Of course, this tension between the utilitarian and non-utilitarian is nothing new. In 1241, John of Garland, who taught at the University of Paris, lamented: “The lucrative arts, such as law and medicine, are in vogue and only those things are pursued which have a cash value.”
Fifty years ago, when setting out the aims of higher education at the beginning of his report, Robbins placed “instruction in skills” first, because he felt it was most undervalued. As this debate rumbles on, it is worth quoting him in full: “Confucius said in the Analects that it was not easy to find a man who had studied for three years without aiming at pay. We deceive ourselves if we claim that more than a small fraction of students in institutions of higher education would be where they are if there were no significance for their future careers in what they hear and read; and it is a mistake to suppose that there is anything discreditable in this.”

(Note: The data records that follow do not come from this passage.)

PR #605, opened 2020-12-07
Added references to the Day 0 firmware requirements for virtual media.

johnwilkins:

@rlopez133 
@iranzo 

# Description

In lieu of a Day 1 operation, the BMC addressing section contains a note referring virtual media users to the firmware requirements section. 

Fixes # Telcodocs 109

## Type of change

### DIFF
--- a/documentation/ipi-install/modules/ipi-install-bmc-addressing.adoc
+++ b/documentation/ipi-install/modules/ipi-install-bmc-addressing.adoc
@@ -118,6 +118,24 @@ platform:
           password: <password>
 ----
 
+While it is recommended to have a certificate of authority for the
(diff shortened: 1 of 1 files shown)


omichaeli:
@johnwilkins I see that the `disableCertificateVerification: True` example for HPE and Dell virtual media is missing.
Is that intentional?

rlopez133:
> @johnwilkins I see that the `disableCertificateVerification: True` example for HPE and Dell virtual media is missing.
> Is that intentional?

Good catch. It is missing. It should follow the same layout as we show for RedFish for HPE and RedFish for Dell, where we give the example without and then point out if you can disable it.

PR #272, opened 2020-05-23
Update content of Data Science tab

rgommers:
Follow up to gh-242, alternative to gh-262. The content rewrite and inclusion of more relevant libraries attempts to make this sound natural, sketch the breadth of the Python data science offerings,
and keeps some of the tools like DVC and MLFlow that beginning to intermediate data scientists really need to learn about.

It does shrink the amount of content to a more reasonable size:

image

PR #284, opened 2020-05-24
Some last minor tweaks to textual things

rgommers:
Follow up to gh-272 and gh-258


rgommers:
These were changes suggested by @bjnath, self-merging to keep things moving.

PR #286, opened 2020-05-24
DOC: Drop unneeded word from Ecosystem->Data Science

bjnath:
Minor one-word change, dropping the word "production":

>  Stable production deployments rely on

If we say "deployments" we don't need "production."


rgommers:
Makes sense, thanks

PR #287, opened 2020-05-24
Minor tweak between title and text in news bar

rgommers:
Thanks @InessaPawson for the suggestion. I agree it looks better. 

Before:

image

After:

image


rgommers:
Merging, last change before deploy.

@joelachance please double check, happy to fix this up if this wasn't quite right.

Yet talk of economic value still sometimes prompts anxieties that there might be some crude model at work in which the wider value of learning is ignored. It also plays into the assumption that science, technology, engineering and mathematics are good and the arts, humanities and social sciences are unaffordable luxuries. This is not the case. We believe that the full range of disciplines are fundamentally worthwhile. They are deep sources of human satisfaction, helping us to understand and navigate the world around us. One-third of the chief executives of our top FTSE 100 companies have humanities degrees. I remember hearing the late Eric Hobsbawm reflect that there was no better preparation for running one of these companies than a degree in history.

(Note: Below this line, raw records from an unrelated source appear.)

PR #289, opened 2020-05-24
Add a deploy script.

rgommers:
This follows the Hugo deploy guide for GitHub Pages, https://gohugo.io/hosting-and-deployment/hosting-on-github/#step-by-step-instructions. It worked, page is live.

This may need some tweaks to deal with cleaning up, and documentation about init'ing the submodule.

I'm also wondering if we should guard a bit better about accidental deploys, e.g. restricting permissions on `numpy.github.com` to a subset of the whole web team.

### DIFF
--- a/.gitignore
+++ b/.gitignore
@@ -1,4 +1,3 @@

The good news is that these disciplines are themselves getting much better at defining their tremendous public value. Helen Small’s book, The Value of the Humanities, is the latest to explore these different sorts of merit, from holding democracy to account to improving our understanding of what makes us happy. And of course, we understand that this value must be measured in wider human as well as purely economic terms.
Universities enrich us in so many ways – and that is precisely why we are removing the cap on aspiration and allowing them to grow. As I look to the future, I expect to see more students in higher education (a greater proportion of them from low-income backgrounds) and a higher-quality teaching experience for all. I hope Robbins would recognise that we are being true to his great vision.